Source data:
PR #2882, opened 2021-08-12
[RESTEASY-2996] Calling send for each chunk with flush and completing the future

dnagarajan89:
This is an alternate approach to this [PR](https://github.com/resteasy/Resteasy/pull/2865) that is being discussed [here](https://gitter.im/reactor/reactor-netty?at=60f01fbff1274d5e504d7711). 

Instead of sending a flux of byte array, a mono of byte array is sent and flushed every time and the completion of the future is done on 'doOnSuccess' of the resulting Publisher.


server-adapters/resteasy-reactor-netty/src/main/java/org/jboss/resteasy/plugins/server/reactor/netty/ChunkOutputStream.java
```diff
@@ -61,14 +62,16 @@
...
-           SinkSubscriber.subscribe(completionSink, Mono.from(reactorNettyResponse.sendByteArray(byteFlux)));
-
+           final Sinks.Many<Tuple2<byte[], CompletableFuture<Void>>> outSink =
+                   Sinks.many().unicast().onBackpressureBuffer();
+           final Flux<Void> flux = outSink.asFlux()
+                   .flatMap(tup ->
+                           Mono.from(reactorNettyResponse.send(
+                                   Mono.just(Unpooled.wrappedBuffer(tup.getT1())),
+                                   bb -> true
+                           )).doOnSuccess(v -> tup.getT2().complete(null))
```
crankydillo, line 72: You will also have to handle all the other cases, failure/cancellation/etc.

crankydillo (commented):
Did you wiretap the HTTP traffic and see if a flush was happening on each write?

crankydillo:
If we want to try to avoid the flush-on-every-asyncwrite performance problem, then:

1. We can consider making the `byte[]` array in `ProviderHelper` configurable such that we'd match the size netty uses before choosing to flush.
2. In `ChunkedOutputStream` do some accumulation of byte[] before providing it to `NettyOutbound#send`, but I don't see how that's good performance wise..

--

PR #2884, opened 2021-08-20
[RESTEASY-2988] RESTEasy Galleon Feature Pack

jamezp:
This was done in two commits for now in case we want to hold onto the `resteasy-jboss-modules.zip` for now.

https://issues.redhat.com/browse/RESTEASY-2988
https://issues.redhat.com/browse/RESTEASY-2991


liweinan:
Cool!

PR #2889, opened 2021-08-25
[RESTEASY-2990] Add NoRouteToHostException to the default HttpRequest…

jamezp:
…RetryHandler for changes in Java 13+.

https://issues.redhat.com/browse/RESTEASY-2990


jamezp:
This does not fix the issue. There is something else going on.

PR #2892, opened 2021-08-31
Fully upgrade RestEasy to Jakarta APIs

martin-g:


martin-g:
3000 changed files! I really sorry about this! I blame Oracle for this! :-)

--

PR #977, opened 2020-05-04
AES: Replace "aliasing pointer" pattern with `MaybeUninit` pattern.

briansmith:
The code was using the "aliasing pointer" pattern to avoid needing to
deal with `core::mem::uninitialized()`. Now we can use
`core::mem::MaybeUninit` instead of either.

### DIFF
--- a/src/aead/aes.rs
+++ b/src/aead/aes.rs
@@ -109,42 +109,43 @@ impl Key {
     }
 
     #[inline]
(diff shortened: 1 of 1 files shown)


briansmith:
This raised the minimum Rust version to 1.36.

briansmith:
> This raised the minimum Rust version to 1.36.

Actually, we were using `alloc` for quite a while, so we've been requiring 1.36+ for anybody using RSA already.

Aim of the exercise: The exact lines of the material above starting at the one that contains "PR #2882, opened 2021-08-12" and ending at the one that contains "Instead of sending" are what to retype; leave out everything else.

Answer to the problem:
PR #2882, opened 2021-08-12
[RESTEASY-2996] Calling send for each chunk with flush and completing the future

dnagarajan89:
This is an alternate approach to this [PR](https://github.com/resteasy/Resteasy/pull/2865) that is being discussed [here](https://gitter.im/reactor/reactor-netty?at=60f01fbff1274d5e504d7711). 

Instead of sending a flux of byte array, a mono of byte array is sent and flushed every time and the completion of the future is done on 'doOnSuccess' of the resulting Publisher.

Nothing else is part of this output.